About Rosacea

Rosacea is a non-contagious skin inflammation that primarily affects the facial area. Surface capillaries dilate; creating a red flush that may be accompanied by small pustules and lumps. The most severe cases of Rosacea can create an enlarged nose, referred to as Rhinophyma. Rosacea is most predominant in skins with Celtic heritage, is three times more common in women and can develop between the ages of 30 and 60.

Whilst there are no official causes of Rosacea, a combination of hereditary and environmental factors can trigger and aggravate its symptoms. Also, there are three possibilities that contribute to the formation of Rosacea. They include:

Cathelicidins (increased peptide and enzyme activity on the skin’s surface layer)

Intestinal Bacteria (elevated hydrogen and methane)

Dermodex Mites on the skin (reaction to faeces)

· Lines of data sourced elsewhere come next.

PR #3755, opened 2022-08-18
Implement contract functions parser

### LINKED ISSUE #3692: Add function parser to "Contract Interaction" transaction type
### Story

As a user, when I select a function to use for the interaction, if the function has parameters then a series of fields for each param should appear.

### Description

Each param of the function should be parsed in order to determine how many fields are going to be added to the form, the name, and the type of the param.

### Design

[Figma link](https://www.figma.com/file/LlVmeMQxHVA04evfrgZyuN/Safe-Control?node-id=5416%3A24680)

FireShot Capture 680 - Safe Control – Figma - www figma com

- [ ] You select a function with params and fields appear for each param.
- [ ] Each field's label, placeholder, and validation corresponds to the data previously parsed.

### Suggestions

* Clearly getting functions to develop or test it is not possible right now, so a good alternative for placeholder data could be using the functions we have in the ABIs of Network, for example.

ArmandoGraterol:
Added parser for the "Contract interaction" transaction type which fetches the contract ABI and parses it in order to get the functions and their params.

FireShot Capture 694 - Actions - Colony - wonker - localhost
FireShot Capture 695 - Actions - Colony - wonker - localhost

- We can use the contracts here in order to test the parser: https://etherscan.io/contractsVerified
- In order to get the contract ABI, we need to use the etherscan API, which requires a API KEY. You can get 1 free following the steps here: https://docs.etherscan.io/getting-started/creating-an-account . After getting it, plug it in the `.env` file as `ETHERSCAN_API_KEY`
- Each generated field should have its own validation.

Resolves #3692

### DIFF
--- a/src/modules/dashboard/hooks/useContractABIParser.ts
+++ b/src/modules/dashboard/hooks/useContractABIParser.ts
@@ -1,5 +1,13 @@
+import { isEmpty } from 'lodash';
 import { useEffect, useState } from 'react';
-import { AbiItem, keccak256 } from 'web3-utils';
+import { AbiItem, isAddress, keccak256 } from 'web3-utils';
+
+import {
+  BINANCE_NETWORK,
+  GNOSIS_NETWORK,
+  GNOSIS_SAFE_NETWORKS,
+  POLYGON_NETWORK,
+} from '~constants';
 
 export interface AbiItemExtended extends AbiItem {
   name: string;
@@ -9,14 +17,35 @@ export interface AbiItemExtended extends AbiItem {
   signatureHash: string;
 }
 
-export const fetchContractABI = async (contractAddress: string) => {
+const fetchContractABI = async (
+  contractAddress: string,
+  safeChainId: number,
+) => {
   if (!contractAddress) {
     return [];
   }
 
   try {
-    const apiUri = `https://api.etherscan.io/api?module=contract&action=getAbi&address=${contractAddress}&apiKey=${process.env.ETHERSCAN_API_KEY}`;
-    const response = await fetch(apiUri);
+    const currentNetworkData =
+      GNOSIS_SAFE_NETWORKS.find((network) => network.chainId === safeChainId) ||
+      GNOSIS_NETWORK;
+    const getApiKey = () => {
+      if (currentNetworkData.chainId === POLYGON_NETWORK.chainId) {
+        return process.env.POLYGONSCAN_API_KEY;
+      }
+      if (currentNetworkData.chainId === BINANCE_NETWORK.chainId) {
+        return process.env.BSCSCAN_API_KEY;
+      }
+      if (currentNetworkData.chainId === GNOSIS_NETWORK.chainId) {
+        return process.env.GNOSIS_API_KEY;
+      }
+      return process.env.ETHERSCAN_API_KEY;
+    };
+    const getApiUri = () => {
+      const apiUri = `${currentNetworkData.apiUri}?module=contract&action=getabi&address=${contractAddress}`;
+      return `${apiUri}&apiKey=${getApiKey()}`;
+    };
+    const response = await fetch(getApiUri());
 
     if (!response.ok) {
       return [];
@@ -24,14 +53,14 @@ export const fetchContractABI = async (contractAddress: string) => {
 
     const responseJSON = await response.json();
 
-    return responseJSON.result;
+    return responseJSON.result || responseJSON.message;
   } catch (error) {
     console.error('Failed to retrieve ABI', error);
     return '';
   }
 };
 
-export const extractUsefulMethods = (abi: AbiItem[]): AbiItemExtended[] => {
+const extractUsefulMethods = (abi: AbiItem[]): AbiItemExtended[] => {
   const extendedAbiItems = abi.filter(
     ({ name, type }) => type === 'function' && !!name,
   ) as AbiItemExtended[];
@@ -61,33 +90,60 @@ export const extractUsefulMethods = (abi: AbiItem[]): AbiItemExtended[] => {
     });
 };
 
-export const useContractABIParser = (contractAddress?: string) => {
+export const useContractABIParser = (
+  contractAddress: string | undefined,
+  contractABI: string | undefined,
+  safeChainId: number,
+  handleContractABIChange: (abi: string) => void,
+) => {
   const [
     currentParsedContractAddress,
     setCurrentParsedContractAddress,
   ] = useState<string>('');
-  const [contractABI, setContractABI] = useState<string>('');
   const [usefulMethods, setUsefulMethods] = useState<AbiItemExtended[]>([]);
 
   useEffect(() => {
-    if (contractAddress && currentParsedContractAddress !== contractAddress) {
-      const contractPromise = fetchContractABI(contractAddress);
+    if (isEmpty(contractAddress) && currentParsedContractAddress) {
+      setCurrentParsedContractAddress('');
+      handleContractABIChange('');
+      setUsefulMethods([]);
+    }
+  }, [contractAddress, currentParsedContractAddress, handleContractABIChange]);
+
+  useEffect(() => {
+    if (
+      contractAddress &&
+      isAddress(contractAddress) &&
+      currentParsedContractAddress !== contractAddress
+    ) {
+      const contractPromise = fetchContractABI(contractAddress, safeChainId);
       contractPromise.then((data) => {
-        setContractABI(data);
+        handleContractABIChange(data);
       });
 
       setCurrentParsedContractAddress(contractAddress);
     }
-  }, [currentParsedContractAddress, contractAddress]);
+  }, [
+    currentParsedContractAddress,
+    contractAddress,
+    handleContractABIChange,
+    safeChainId,
+  ]);
 
   useEffect(() => {
     if (contractABI) {
-      setUsefulMethods(extractUsefulMethods(JSON.parse(contractABI)));
+      let parsedContractABI: AbiItem[];
+      try {
+        parsedContractABI = JSON.parse(contractABI);
+      } catch (error) {
+        console.error(error);
+        parsedContractABI = [];
+      }
+      setUsefulMethods(extractUsefulMethods(parsedContractABI));
     }
   }, [contractABI]);
 
   return {
-    contractABI,
     usefulMethods,
   };
 };
--- a/src/modules/dashboard/hooks/useContractABIParser.ts
+++ b/src/modules/dashboard/hooks/useContractABIParser.ts
@@ -1,0 +1,93 @@
+import { useEffect, useState } from 'react';
+import { AbiItem, keccak256 } from 'web3-utils';
+
+export interface AbiItemExtended extends AbiItem {
+  name: string;
+  type: 'function';
+  action: string;
+  methodSignature: string;
+  signatureHash: string;
+}
+
+export const fetchContractABI = async (contractAddress: string) => {
+  if (!contractAddress) {
+    return [];
+  }
+
+  try {
+    const apiUri = `https://api.etherscan.io/api?module=contract&action=getAbi&address=${contractAddress}&apiKey=${process.env.ETHERSCAN_API_KEY}`;
+    const response = await fetch(apiUri);
+
+    if (!response.ok) {
+      return [];
+    }
+
+    const responseJSON = await response.json();
+
+    return responseJSON.result;
+  } catch (error) {
+    console.error('Failed to retrieve ABI', error);
+    return '';
+  }
+};
+
+export const extractUsefulMethods = (abi: AbiItem[]): AbiItemExtended[] => {
+  const extendedAbiItems = abi.filter(
+    ({ name, type }) => type === 'function' && !!name,
+  ) as AbiItemExtended[];
+  const getMethodSignatureAndSignatureHash = (
+    method: AbiItem,
+  ): { methodSignature: string; signatureHash: string } => {
+    const params = method.inputs?.map((x) => x.type).join(',');
+    const methodSignature = `${method.name}(${params})`;
+    const signatureHash = keccak256(methodSignature).toString();
+    return { methodSignature, signatureHash };
+  };
+  const getMethodAction = ({ stateMutability }: AbiItem): 'read' | 'write' => {
+    if (!stateMutability) {
+      return 'write';
+    }
+    return ['view', 'pure'].includes(stateMutability) ? 'read' : 'write';
+  };
+
+  return extendedAbiItems
+    .map((method) => ({
+      ...getMethodSignatureAndSignatureHash(method),
+      ...method,
+      action: getMethodAction(method),
+    }))
+    .sort(({ name: a }, { name: b }) => {
+      return a.toLowerCase() > b.toLowerCase() ? 1 : -1;
+    });
+};
+
+export const useContractABIParser = (contractAddress?: string) => {
+  const [
+    currentParsedContractAddress,
+    setCurrentParsedContractAddress,
+  ] = useState<string>('');
+  const [contractABI, setContractABI] = useState<string>('');
+  const [usefulMethods, setUsefulMethods] = useState<AbiItemExtended[]>([]);
+
+  useEffect(() => {
+    if (contractAddress && currentParsedContractAddress !== contractAddress) {
+      const contractPromise = fetchContractABI(contractAddress);
+      contractPromise.then((data) => {
+        setContractABI(data);
+      });
+
+      setCurrentParsedContractAddress(contractAddress);
+    }
+  }, [currentParsedContractAddress, contractAddress]);
+
+  useEffect(() => {
+    if (contractABI) {
+      setUsefulMethods(extractUsefulMethods(JSON.parse(contractABI)));
+    }
+  }, [contractABI]);
+
+  return {
+    contractABI,
+    usefulMethods,
+  };
+};
--- a/.env.example
+++ b/.env.example
@@ -56,3 +56,6 @@ SUBGRAPH_WS_ENDPOINT=ws://127.0.0.1:8001/subgraphs/name/joinColony/subgraph
 METATRANSACTIONS=true
 # METATRANSACTIONS BROADCASTER ADDRESS
 BROADCASTER_ENDPOINT=http://127.0.0.1:3004
+
+# Add an etherscan key in order to allow contract interaction parsing
+ETHERSCAN_API_KEY=
--- a/.env.example
+++ b/.env.example
@@ -57,5 +57,11 @@ METATRANSACTIONS=true
 # METATRANSACTIONS BROADCASTER ADDRESS
 BROADCASTER_ENDPOINT=http://127.0.0.1:3004
 
-# Add an etherscan key in order to allow contract interaction parsing
+# Add API keys in order to allow contract interaction parsing
 ETHERSCAN_API_KEY=
+
+POLYGONSCAN_API_KEY=
+
+BSCSCAN_API_KEY=
+
+GNOSIS_API_KEY=
--- a/src/modules/constants.ts
+++ b/src/modules/constants.ts
@@ -12,6 +12,7 @@ export type NetworkInfo = {
   name: string;
   chainId: number;
   shortName: string;
+  apiUri: string;
   description?: string;
   displayENSDomain?: string;
   /**
@@ -85,6 +86,7 @@ export const GNOSIS_NETWORK: NetworkInfo = {
   contractAddressLink: 'https://blockscout.com/poa/xdai/address',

Whilst rosacea cannot be cured, triggers that can exacerbate symptoms include:

  • Heat
  • Temperature changes
  • Strenuous Exercise
  • Sunlight
  • Sunburn
  • Stress
  • Anxiety
  • Anger
  • Spicy Foods
  • Cold
  • Alcohol
  • Caffeine
  • Histamines (wine, cheese, yoghurt, beer)
  • Over-application of aggressive skin care products


  • Erythematotelangiectatic Rosacea – This condition causes flushing, redness and sensitivity. It produces a permanently red face that can become increasingly red quickly. The blood vessels below the surface of the skin can become dilated, causing broken capillaries otherwise known as spider veins. The skin often becomes very sensitive and sufferers may experience an itching or burning sensation.
  • Papulopustular Rosacea – permanent redness, red papules and pustules. The appearance of papulopustular is often mistaken for acne as it possesses characteristic similarities.
  • Phymatous Rosacea – Rhinophyma (most common in men), skin thickening of chin / cheeks / forehead / nose. This subtype is not as common, however when it does occur, the person will most likely show symptoms of another subtype of Rosacea first. The symptoms include bumpy skin texture, enlarged pores, oily skin and visibly broken blood vessels.
  • Ocular Rosacea – This causes an inflammation of the eyes and is commonly accompanied with the skin symptoms of Rosacea. It produces a watery or bloodshot appearance and can feel gritty, as though there is sand in the eyes. Furthermore the eyes may feel dry, itchy, and sensitive to light. It can also sting/burn. Some people experience blurry vision or a cyst on the eyelid.